Die E-Mail erkennt man an dem Betreff "ANTS Version 3.0" und dem Nachrichtentext:

"Hi,

Anhängend die neue Version 3.0 von ANTS, 
dem bislang einzigartigen kostenlosen 
Trojanerscanner. Zum installieren einfach 
die angefügte Datei ausführen.

Attached you will find the brand new 
Version 3.0 of ANTS, the unique freeware 
trojan scanner. To install ANTS simply 
run the attached setup file.

Adieu, Andreas
webmaster@avnetwork.de
http://www.ants-online.de"

Im Dateianhang befindet sich die Datei "ants3set.exe", die man auf keinen Fall starten sollte.

Denn die Ausführung der Datei nistet sich so versteckt in ein Windows-System ein, so dass nicht mal eine Infektion ohne weiteres festzustellen ist. Er legt Dateien mit wechselnden Bezeichnungen ab und trägt sich mit ebenfalls wechselnden Werten in die Registry ein. Bei jedem Rechner-Neustart ändert er sowohl Dateinamen als auch Registry-Eintrag. Dadurch fällt es schwer, eine Infektion zu erkennen.

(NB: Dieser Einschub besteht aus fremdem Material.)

PR #1607, opened 2020-10-11
Avoid buffer reallocations by increasing their sizes

gdkchan:
Some games might use sliding buffers. For example, it may first use a buffer at [0x1000, 0x4000), then another one at [0x2000, 0x5000), then another one at [0x3000, 0x6000) etc. Since they all overlap each other, each new buffer will cause a new one to be created, then the old data from the old buffer to be copied to the new one, and then the old one is destroyed. This is terrible for performance, and Super Mario 3D All-Stars does that several times per frame, so it had a big impact on performance, until it would eventually stabilize (since it does use all the ranges at some point and stars repeating, and at that point the emulator will be using one large buffer, and no re-allocations are necessary).

This change solves this issue by increasing the buffer size (based on the current size) to avoid the need for future re-allocations.

Potential downsides:
- Higher VRAM usage since the buffers might be larger than necessary. Might not make a difference.
- Removing buffers from the list after they are unmapped becomes harder, as it may have some unaccounted ranges. Can be solved by limiting the buffer ranges to mapped ranges. 

Note: This does not increase the peak performance on games, this only improves the massive slowdown on the Super Mario Galaxy and Sunshine title screen, for example.

### DIFF
--- a/Ryujinx.Graphics.Gpu/Memory/BufferManager.cs
+++ b/Ryujinx.Graphics.Gpu/Memory/BufferManager.cs
@@ -17,6 +17,7 @@ namespace Ryujinx.Graphics.Gpu.Memory
 
         private const ulong BufferAlignmentSize = 0x1000;
         private const ulong BufferAlignmentMask = BufferAlignmentSize - 1;
+        private const ulong BufferMaxSizeGrowth = 0x200000;
 
         private GpuContext _context;
 
@@ -370,7 +371,7 @@ namespace Ryujinx.Graphics.Gpu.Memory
                 alignedEndAddress += BufferAlignmentSize;
             }
 
-            CreateBufferAligned(alignedAddress, alignedEndAddress - alignedAddress);
+            CreateBufferAligned(alignedAddress, alignedEndAddress - alignedAddress, true);
         }
 
         /// <summary>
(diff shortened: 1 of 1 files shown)


gdkchan:
Closing as this approach does not work with transform feedback buffers, as the spec states:
```
Buffers should not be simultaneously used for both transform feedback and other purposes in the GL. Specifically, if a buffer object is bound to any of the binding points in an active and not paused transform feedback object, only writes to that binding point are supported, and any other writes to or reads from the buffer generate undefined values. This includes writes to another  transform  feedback binding point when the same buffer is bound to more than one binding point in the same transform feedback object. Other examples of reads or writes that could generate undefined values include ReadPixels to a pixel buffer object binding point and client access to a buffer mapped with MapBuffer. Commands that attempt to read or write to an active and unpaused transform feedback buffer will have undefined results.  Generating an INVALID_OPERATION error is recommended in this case.
```
It might be possible to make it work with transform feedback by spliting the buffers again, or maybe taking a completely different approach and using sparse buffers, but both have their own issues and it's not something I'm willing to explore as part of those changes.

gdkchan:
Reopening since #1634 will fix the transform feedback issue and should make this viable again.

gdkchan:
Rebased and confirmed that the transform feedback related regression was fixed.

jduncanator (approved):

gdkchan:
Closing as theres not much advantage in doing that anymore, as the only game it benefits (afaik) had a performance regression, and the solution was not very good to begin with.

PR #1610, opened 2020-10-12
Fix error when dual source blend is used

gdkchan:
Dual source blend is a feature that allows two color outputs from the pixel shader to be combined using the GPU blending functions. When one of the dual source blending sources is used, it is only valid to have a single draw buffer set, as on this mode you can only output to a single color buffer. So, this change forces a single draw buffer to be set if dual source blending is in use.

This adds a bunch of checks to the set blend mode function which could potentially slow it down, so if someone has a better suggestion on how to do it without all the checks on a potentially how function, let me know.

This fixes black floor among other things on Super Mario Galaxy observatory.
Before:
image
After:
image

### DIFF
--- a/Ryujinx.Graphics.OpenGL/Pipeline.cs
+++ b/Ryujinx.Graphics.OpenGL/Pipeline.cs
@@ -557,6 +557,30 @@ namespace Ryujinx.Graphics.OpenGL
                 (BlendingFactorSrc)blend.AlphaSrcFactor.Convert(),
                 (BlendingFactorDest)blend.AlphaDstFactor.Convert());
 
+            static bool IsDualSource(BlendFactor factor)
+            {
+                switch (factor)
+                {
+                    case BlendFactor.Src1Color:
+                    case BlendFactor.Src1ColorGl:
+                    case BlendFactor.Src1Alpha:
+                    case BlendFactor.Src1AlphaGl:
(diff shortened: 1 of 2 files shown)


Ryujinx.Graphics.OpenGL/Pipeline.cs
```diff
@@ -557,6 +557,30 @@ public void SetBlendState(int index, BlendDescriptor blend)
...
+                    case BlendFactor.OneMinusSrc1ColorGl:
+                    case BlendFactor.OneMinusSrc1Alpha:
+                    case BlendFactor.OneMinusSrc1AlphaGl:
+                        return true;
+                }
+
+                return false;
+            }
+
+            _framebuffer.SetDualSourceBlend(
```
riperiperi, line 578: `_framebuffer` can be null here, if EnsureFramebuffer was not called elsewhere. This will crash on Mario Kart 8.

riperiperi (changes requested):

Ryujinx.Graphics.OpenGL/Pipeline.cs
gdkchan: Fixed.

Thog (approved):
lgtm, nice catch!

riperiperi (approved):

PR #1613, opened 2020-10-13
Fix output component register on pixel shaders

gdkchan:
This fixes an error I noticed on one of Super Mario Galaxy shaders. When the shader does not output to all the components of a color buffer, the register number still corresponds to the component number. So if, for example, only A (alpha) is written to, the output will be still on R3 rather than R0.

I'm not sure about what exactly this fixes on this game, but mario shadow seems better with this fix. I also tested on other games that had similar issues on the past, and they did not regress.


riperiperi (approved):
Nice catch!

AcK77 (approved):

jduncanator (approved):

PR #1609, opened 2020-10-12
Implement LEA.HI shader instruction

gdkchan:
Implements the LEA.HI shader instruction.
This fixes Rosalina rendering on Super Mario Galaxy.
Before:
image
After:
image

PR #1618, opened 2020-10-15
Implement CAL and RET shader instructions

gdkchan:
#1609 caused a "regression" on FE3H where the game would crash during battle due to what looks like a infinite loop on a compute shader. The `LEA.HI` implementation seems correct, and the shaders on this game does use this instruction. So what seems to be happening here is that implementing this instruction caused a change in the behavior of the shader that caused new paths to be taken on the code. There were however other instructions that were not implemented (namely `CAL` and `RET`), which means that the shader was still incorrect and whenever it would be good enough to at least finish is just a gamble without the instructions properly implemented.

Implementing the instructions fixed the user reported issue, thus apparently at least fixing the regression.

A few notes:
- Using the `EXIT` instruction from a function that is not the main one is considered invalid, I don't know how this behaves on the switch.
- Using the `RET` instruction from the main function is also considered invalid. Same reason as above.
- Using SSY/PBK on the caller, and SYNC/BRK on the callee (expecting to find the caller values on stack) will not work (I assume that this is not valid because the return address will be on the stack?).

Implementation:
- Uses GLSL functions, and call them, as one would expect. Most of the work was adding function support on the IR and backend.
- Register consumed by the function are used as input arguments on the function. They are identified on the `RegisterUsage` pass.
- Registers modified by the function are returned  using several `out` arguments.

Sample of the code generated:
```glsl
void fun5(int a0, out int a1, out int a2, out int a3, out int a4)
{
    uint temp_65;
    int temp_66;
    int temp_67;
    int temp_68;
    precise float temp_69;
    precise float temp_70;
    precise float temp_71;
    precise float temp_72;
    // 0x02DDB8: 0x3828000000270303 Shr
    temp_65 = uint(a0) >> 2;
    // 0x02DDC8: 0x1C00000000370306 Iadd
    temp_66 = int(temp_65) + 3;
    // 0x02DDD0: 0x1C00000000270305 Iadd
    temp_67 = int(temp_65) + 2;
    // 0x02DDD8: 0x1C00000000170304 Iadd
    temp_68 = int(temp_65) + 1;
    // 0x02DDE8: 0xDA00008FFFF70303 Texs
    temp_69 = texelFetch(cp_tex8, Helper_TexelFetchScale(ivec2(int(temp_65), 0), 0), 0).r;
    // 0x02DDF0: 0xDA00008FFFF70606 Texs
    temp_70 = texelFetch(cp_tex8, Helper_TexelFetchScale(ivec2(temp_66, 0), 0), 0).r;
    // 0x02DDF8: 0xDA00008FFFF70505 Texs
    temp_71 = texelFetch(cp_tex8, Helper_TexelFetchScale(ivec2(temp_67, 0), 0), 0).r;
    // 0x02DE08: 0xDA00008FFFF70404 Texs
    temp_72 = texelFetch(cp_tex8, Helper_TexelFetchScale(ivec2(temp_68, 0), 0), 0).r;
    // 0x02DE10: 0xE32000000007000F Ret
    a1 = floatBitsToInt(temp_69);
    a2 = floatBitsToInt(temp_72);
    a3 = floatBitsToInt(temp_71);
    a4 = floatBitsToInt(temp_70);
    return;
}
```
```glsl
// 0x0046F8: 0xE26000296B800040 Cal
fun5(temp_2776, temp_2777, temp_2778, temp_2779, temp_2780);
// 0x004708: 0x1C00000006070702 Iadd
temp_2781 = temp_2507 + 96;
// 0x004710: 0xE26000294B800040 Cal
fun1(temp_2781, temp_2782);
// 0x004718: 0x5C9807800007002B Mov
// 0x004728: 0x1C00000001070702 Iadd
temp_2783 = temp_2507 + 16;
// 0x004730: 0xE260002949800040 Cal
fun1(temp_2783, temp_2784);
```

### DIFF
--- a/Ryujinx.Graphics.Shader/Translation/Translator.cs
+++ b/Ryujinx.Graphics.Shader/Translation/Translator.cs
@@ -31,8 +31,8 @@ namespace Ryujinx.Graphics.Shader.Translation
 
         public static ShaderProgram Translate(ulong addressA, ulong addressB, IGpuAccessor gpuAccessor, TranslationFlags flags)
         {
-            var funcA = DecodeShader(addressA, gpuAccessor, flags | TranslationFlags.VertexA, out ShaderConfig configA);
-            var funcB = DecodeShader(addressB, gpuAccessor, flags, out ShaderConfig config);
+            FunctionCode[] funcA = DecodeShader(addressA, gpuAccessor, flags | TranslationFlags.VertexA, out ShaderConfig configA);
+            FunctionCode[] funcB = DecodeShader(addressB, gpuAccessor, flags, out ShaderConfig config);
 
             config.SetUsedFeature(configA.UsedFeatures);
 
--- a/Ryujinx.Graphics.Shader/Translation/Translator.cs
+++ b/Ryujinx.Graphics.Shader/Translation/Translator.cs
@@ -105,40 +105,6 @@ namespace Ryujinx.Graphics.Shader.Translation
             return new ShaderProgram(spInfo, config.Stage, glslCode, config.Size, sizeA);
         }
 
-        private static void RemoveUnreachable(ref BasicBlock[] blocks)
-        {
-            bool modified;
-
-            do
-            {
-                modified = false;
-
-                for (int i = 0; i < blocks.Length; i++)
-                {
-                    if (blocks[i] != null && !blocks[i].Reachable)
-                    {
-                        blocks[i].Next = null;
-                        blocks[i].Branch = null;
-                        blocks[i] = null;
-                        modified = true;
-                    }
-                }
-            }
-            while (modified);
-
-            int j = 0;
-
-            for (int i = 0; i < blocks.Length; i++)
-            {
-                if (blocks[i] != null)
-                {
-                    blocks[j++] = blocks[i];
-                }
-            }
-
-            Array.Resize(ref blocks, j);
-        }
-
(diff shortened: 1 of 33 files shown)


Thog (approved):

riperiperi (approved):
Lots going on here, but it's looking great. Nice work.

Ryujinx.Graphics.Shader/Translation/Translator.cs
```diff
@@ -14,39 +14,82 @@ public static class Translator
...
         public static ShaderProgram Translate(ulong address, IGpuAccessor gpuAccessor, TranslationFlags flags)
         {
             return Translate(DecodeShader(address, gpuAccessor, flags, out ShaderConfig config), config);
         }
 
         public static ShaderProgram Translate(ulong addressA, ulong addressB, IGpuAccessor gpuAccessor, TranslationFlags flags)
         {
-            Operation[] opsA = DecodeShader(addressA, gpuAccessor, flags | TranslationFlags.VertexA, out ShaderConfig configA);
-            Operation[] opsB = DecodeShader(addressB, gpuAccessor, flags, out ShaderConfig config);
+            var funcA = DecodeShader(addressA, gpuAccessor, flags | TranslationFlags.VertexA, out ShaderConfig configA);
```
riperiperi, line 34: Should `var` be used here? It's not quite as clear as the use below for `cfgs` where the type is nearby and easy to infer.

Issue #1620, opened 2020-10-15
Xenoblade Chronicles Definitive Edition: Textures bug 


eruxxn36:
### What's the issue you encountered?

xenoblade chronicles in Ryujinx (mostly ok)

but sometime has wrong 
 
main problem is in the Texture (like picture)

![001](https://user-images.githubusercontent.com/72922836/96121641-ee860f80-0f22-11eb-90b5-f96ca8d36724.jpg)

![002](https://user-images.githubusercontent.com/72922836/96121660-f6de4a80-0f22-11eb-8352-579f685e5fc4.jpg)

![003](https://user-images.githubusercontent.com/72922836/96121681-fc3b9500-0f22-11eb-8700-965534660362.jpg)

![004](https://user-images.githubusercontent.com/72922836/96121705-02317600-0f23-11eb-9b16-5eeb969d0e7b.jpg)

![005](https://user-images.githubusercontent.com/72922836/96121722-08275700-0f23-11eb-88b5-7387fee3a963.jpg)

![006](https://user-images.githubusercontent.com/72922836/96137147-e207b400-0f2e-11eb-9890-ad7924f79da5.jpg)

### How can the issue be reproduced?

in game

the first village and big map 

### Log file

Schon nach kurzer Zeit konnte sich der Wurm quer über den Erdball verbreiten. Das Besondere daran ist, dass der Mail-Text auch in deutscher Sprache gehalten ist. So sollen bereits zahlreiche namhafte Firmen wie die Deutsche Telekom, Microsoft, Activision, Intel, IBM und Corel infiziert sein.

Eine Entfernung des Wurms gestaltet sich schwierig, aber Andreas Haak, der Autor von ANTS, will noch am Morgen des 25. Oktober einen Scanner fertig gestellt haben, den er unter Trojaner-Info.de zur Verfügung stellen will.

Update
Am Abend des 25. Oktober stellte Andreas Haak unter Trojaner-Info.de kostenlos ein Scan-Programm zum Download bereit, das den ANTS-Wurm aus dem System entfernen kann. Je nach verwendeter Sprache des Betriebssystems steht ein Download-Archiv in deutscher und englischer Sprache bereit. Außerdem veröffentlichte Andreas Haack auf seiner Homepage ANTS-online eine Stellungnahme zu den Vorkommnissen.